##### Material to process #####
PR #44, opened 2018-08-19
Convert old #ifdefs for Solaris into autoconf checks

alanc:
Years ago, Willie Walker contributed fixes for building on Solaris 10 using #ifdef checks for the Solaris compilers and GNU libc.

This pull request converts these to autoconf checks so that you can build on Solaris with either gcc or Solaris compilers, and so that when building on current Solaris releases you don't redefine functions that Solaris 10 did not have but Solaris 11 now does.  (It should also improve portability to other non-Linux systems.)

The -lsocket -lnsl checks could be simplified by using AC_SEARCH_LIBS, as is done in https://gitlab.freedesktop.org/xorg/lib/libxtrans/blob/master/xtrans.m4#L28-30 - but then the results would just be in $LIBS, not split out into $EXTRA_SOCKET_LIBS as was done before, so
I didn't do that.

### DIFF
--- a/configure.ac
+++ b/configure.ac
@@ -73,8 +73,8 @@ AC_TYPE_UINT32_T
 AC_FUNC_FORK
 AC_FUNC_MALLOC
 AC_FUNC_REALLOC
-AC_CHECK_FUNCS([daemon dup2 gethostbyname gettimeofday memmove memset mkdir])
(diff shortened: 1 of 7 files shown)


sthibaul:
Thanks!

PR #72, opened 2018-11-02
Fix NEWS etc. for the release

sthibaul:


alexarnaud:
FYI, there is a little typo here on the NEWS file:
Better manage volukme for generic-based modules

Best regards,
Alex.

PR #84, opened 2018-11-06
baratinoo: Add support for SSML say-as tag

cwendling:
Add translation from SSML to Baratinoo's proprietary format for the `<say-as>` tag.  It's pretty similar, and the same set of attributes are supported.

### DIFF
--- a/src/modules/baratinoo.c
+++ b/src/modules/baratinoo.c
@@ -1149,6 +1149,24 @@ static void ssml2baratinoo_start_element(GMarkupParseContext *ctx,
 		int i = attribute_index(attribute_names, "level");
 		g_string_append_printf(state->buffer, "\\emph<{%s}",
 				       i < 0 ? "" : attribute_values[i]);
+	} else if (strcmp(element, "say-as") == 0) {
#####
##### Material to process #####
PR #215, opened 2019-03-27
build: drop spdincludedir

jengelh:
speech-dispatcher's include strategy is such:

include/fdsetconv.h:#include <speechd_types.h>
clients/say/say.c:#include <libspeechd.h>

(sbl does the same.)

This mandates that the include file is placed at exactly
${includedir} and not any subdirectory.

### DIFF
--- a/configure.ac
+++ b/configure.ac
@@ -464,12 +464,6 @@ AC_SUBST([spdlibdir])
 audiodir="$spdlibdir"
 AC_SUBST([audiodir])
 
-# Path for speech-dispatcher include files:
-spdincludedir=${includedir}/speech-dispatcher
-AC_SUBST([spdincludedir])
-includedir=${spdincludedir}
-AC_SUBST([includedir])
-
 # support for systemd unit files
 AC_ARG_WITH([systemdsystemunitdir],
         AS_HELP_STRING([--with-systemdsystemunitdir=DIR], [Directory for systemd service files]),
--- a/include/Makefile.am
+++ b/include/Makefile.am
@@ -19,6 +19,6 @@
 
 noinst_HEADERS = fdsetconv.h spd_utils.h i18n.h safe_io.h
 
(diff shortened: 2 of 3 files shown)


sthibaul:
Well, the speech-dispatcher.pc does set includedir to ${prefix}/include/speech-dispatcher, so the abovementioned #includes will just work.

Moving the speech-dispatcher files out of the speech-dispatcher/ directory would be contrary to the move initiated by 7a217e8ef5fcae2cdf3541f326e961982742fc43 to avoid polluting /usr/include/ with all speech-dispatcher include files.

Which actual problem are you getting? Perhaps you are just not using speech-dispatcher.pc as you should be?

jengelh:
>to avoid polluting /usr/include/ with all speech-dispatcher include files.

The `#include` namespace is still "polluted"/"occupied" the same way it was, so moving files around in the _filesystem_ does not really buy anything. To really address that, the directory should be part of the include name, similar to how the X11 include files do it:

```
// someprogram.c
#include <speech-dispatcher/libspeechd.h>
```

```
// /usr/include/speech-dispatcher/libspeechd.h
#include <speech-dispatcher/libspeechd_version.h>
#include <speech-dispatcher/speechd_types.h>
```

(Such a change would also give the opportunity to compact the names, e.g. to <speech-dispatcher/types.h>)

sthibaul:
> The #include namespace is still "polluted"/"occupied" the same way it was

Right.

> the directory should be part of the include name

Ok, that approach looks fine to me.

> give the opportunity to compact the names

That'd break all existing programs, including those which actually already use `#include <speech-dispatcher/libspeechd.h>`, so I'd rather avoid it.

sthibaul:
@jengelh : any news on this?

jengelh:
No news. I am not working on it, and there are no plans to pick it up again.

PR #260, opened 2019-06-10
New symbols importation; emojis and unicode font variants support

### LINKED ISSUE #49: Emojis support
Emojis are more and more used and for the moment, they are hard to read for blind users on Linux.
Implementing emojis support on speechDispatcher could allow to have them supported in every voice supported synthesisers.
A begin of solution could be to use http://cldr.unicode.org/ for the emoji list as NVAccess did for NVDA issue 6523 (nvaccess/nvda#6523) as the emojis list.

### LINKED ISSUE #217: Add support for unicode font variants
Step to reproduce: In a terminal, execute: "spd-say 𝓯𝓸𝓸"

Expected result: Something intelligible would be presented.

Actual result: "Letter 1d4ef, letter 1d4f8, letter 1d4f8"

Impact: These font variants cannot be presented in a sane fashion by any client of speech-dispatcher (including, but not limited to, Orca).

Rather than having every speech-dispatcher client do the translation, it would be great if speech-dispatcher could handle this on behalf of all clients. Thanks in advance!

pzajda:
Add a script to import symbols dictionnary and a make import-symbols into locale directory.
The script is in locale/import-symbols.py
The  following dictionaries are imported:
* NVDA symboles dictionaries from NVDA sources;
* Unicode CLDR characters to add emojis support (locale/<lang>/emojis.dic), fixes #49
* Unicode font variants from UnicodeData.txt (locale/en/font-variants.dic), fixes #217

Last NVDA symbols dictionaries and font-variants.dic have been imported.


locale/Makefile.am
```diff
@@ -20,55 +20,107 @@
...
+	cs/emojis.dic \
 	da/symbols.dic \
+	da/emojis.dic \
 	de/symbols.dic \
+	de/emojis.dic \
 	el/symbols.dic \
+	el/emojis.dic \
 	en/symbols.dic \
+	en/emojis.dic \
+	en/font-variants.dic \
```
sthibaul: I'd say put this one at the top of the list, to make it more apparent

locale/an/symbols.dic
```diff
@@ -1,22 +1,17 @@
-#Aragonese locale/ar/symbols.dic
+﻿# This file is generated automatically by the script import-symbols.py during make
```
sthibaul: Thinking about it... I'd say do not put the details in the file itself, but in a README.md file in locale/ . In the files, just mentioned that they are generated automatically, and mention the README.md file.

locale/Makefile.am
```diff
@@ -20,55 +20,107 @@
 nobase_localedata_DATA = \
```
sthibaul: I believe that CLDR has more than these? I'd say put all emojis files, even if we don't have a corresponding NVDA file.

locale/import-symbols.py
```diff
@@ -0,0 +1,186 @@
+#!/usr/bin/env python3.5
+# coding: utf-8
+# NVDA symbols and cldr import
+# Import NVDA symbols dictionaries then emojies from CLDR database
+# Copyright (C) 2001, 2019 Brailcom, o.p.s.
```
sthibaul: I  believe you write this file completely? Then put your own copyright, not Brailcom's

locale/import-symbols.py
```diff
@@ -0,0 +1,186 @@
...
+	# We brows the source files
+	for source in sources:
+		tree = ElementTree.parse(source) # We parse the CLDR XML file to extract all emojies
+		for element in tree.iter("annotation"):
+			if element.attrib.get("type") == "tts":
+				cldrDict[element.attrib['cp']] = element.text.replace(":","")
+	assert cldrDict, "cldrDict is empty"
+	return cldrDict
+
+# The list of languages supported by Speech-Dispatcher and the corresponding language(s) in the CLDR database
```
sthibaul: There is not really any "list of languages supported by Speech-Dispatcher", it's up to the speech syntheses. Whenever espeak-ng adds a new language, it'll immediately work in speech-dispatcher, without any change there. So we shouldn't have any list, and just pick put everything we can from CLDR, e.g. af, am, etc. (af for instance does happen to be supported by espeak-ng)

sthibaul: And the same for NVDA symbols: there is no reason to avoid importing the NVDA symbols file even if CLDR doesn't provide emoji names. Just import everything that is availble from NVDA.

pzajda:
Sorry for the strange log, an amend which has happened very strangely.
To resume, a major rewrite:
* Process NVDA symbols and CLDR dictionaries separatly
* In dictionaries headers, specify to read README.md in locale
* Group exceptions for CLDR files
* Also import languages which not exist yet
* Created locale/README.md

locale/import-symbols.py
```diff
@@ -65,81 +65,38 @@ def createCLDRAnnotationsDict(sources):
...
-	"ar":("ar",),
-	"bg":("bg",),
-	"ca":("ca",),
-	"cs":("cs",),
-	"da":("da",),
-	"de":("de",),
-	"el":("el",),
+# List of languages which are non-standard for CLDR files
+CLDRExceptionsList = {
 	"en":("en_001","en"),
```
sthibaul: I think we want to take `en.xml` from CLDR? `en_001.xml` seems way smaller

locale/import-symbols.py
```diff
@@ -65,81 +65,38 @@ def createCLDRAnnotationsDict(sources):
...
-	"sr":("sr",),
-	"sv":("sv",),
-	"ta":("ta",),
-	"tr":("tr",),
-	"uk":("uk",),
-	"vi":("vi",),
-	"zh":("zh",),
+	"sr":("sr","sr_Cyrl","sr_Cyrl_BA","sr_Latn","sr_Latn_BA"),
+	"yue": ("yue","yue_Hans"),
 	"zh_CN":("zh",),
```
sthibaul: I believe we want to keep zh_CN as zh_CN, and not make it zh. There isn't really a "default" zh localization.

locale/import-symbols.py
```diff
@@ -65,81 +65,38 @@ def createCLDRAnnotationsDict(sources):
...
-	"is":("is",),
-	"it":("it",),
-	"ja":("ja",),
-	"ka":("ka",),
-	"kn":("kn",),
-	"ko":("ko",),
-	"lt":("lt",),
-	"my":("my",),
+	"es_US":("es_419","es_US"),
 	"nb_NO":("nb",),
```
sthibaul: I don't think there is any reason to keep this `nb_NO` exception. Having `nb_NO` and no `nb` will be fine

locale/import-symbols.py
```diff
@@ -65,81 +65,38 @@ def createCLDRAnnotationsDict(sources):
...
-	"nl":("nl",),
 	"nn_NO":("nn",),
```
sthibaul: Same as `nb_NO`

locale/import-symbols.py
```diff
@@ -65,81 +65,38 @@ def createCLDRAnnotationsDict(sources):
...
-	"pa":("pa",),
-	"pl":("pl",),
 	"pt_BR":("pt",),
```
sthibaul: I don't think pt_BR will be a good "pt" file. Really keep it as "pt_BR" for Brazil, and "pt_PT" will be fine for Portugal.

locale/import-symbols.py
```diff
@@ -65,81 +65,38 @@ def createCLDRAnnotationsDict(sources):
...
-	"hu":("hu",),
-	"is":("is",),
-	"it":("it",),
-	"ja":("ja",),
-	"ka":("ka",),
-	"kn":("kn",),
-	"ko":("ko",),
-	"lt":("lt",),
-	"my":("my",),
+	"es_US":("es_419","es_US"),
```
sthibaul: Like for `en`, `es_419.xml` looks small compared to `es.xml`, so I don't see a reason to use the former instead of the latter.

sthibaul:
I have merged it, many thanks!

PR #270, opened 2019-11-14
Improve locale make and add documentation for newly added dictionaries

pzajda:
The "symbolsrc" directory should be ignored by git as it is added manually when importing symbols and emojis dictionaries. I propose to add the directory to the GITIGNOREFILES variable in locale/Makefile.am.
#####
What you need to do: All lines of the records containing "avoid" should be shown.

Exercise answer:
Moving the speech-dispatcher files out of the speech-dispatcher/ directory would be contrary to the move initiated by 7a217e8ef5fcae2cdf3541f326e961982742fc43 to avoid polluting /usr/include/ with all speech-dispatcher include files.
>to avoid polluting /usr/include/ with all speech-dispatcher include files.
That'd break all existing programs, including those which actually already use `#include <speech-dispatcher/libspeechd.h>`, so I'd rather avoid it.
sthibaul: And the same for NVDA symbols: there is no reason to avoid importing the NVDA symbols file even if CLDR doesn't provide emoji names. Just import everything that is availble from NVDA.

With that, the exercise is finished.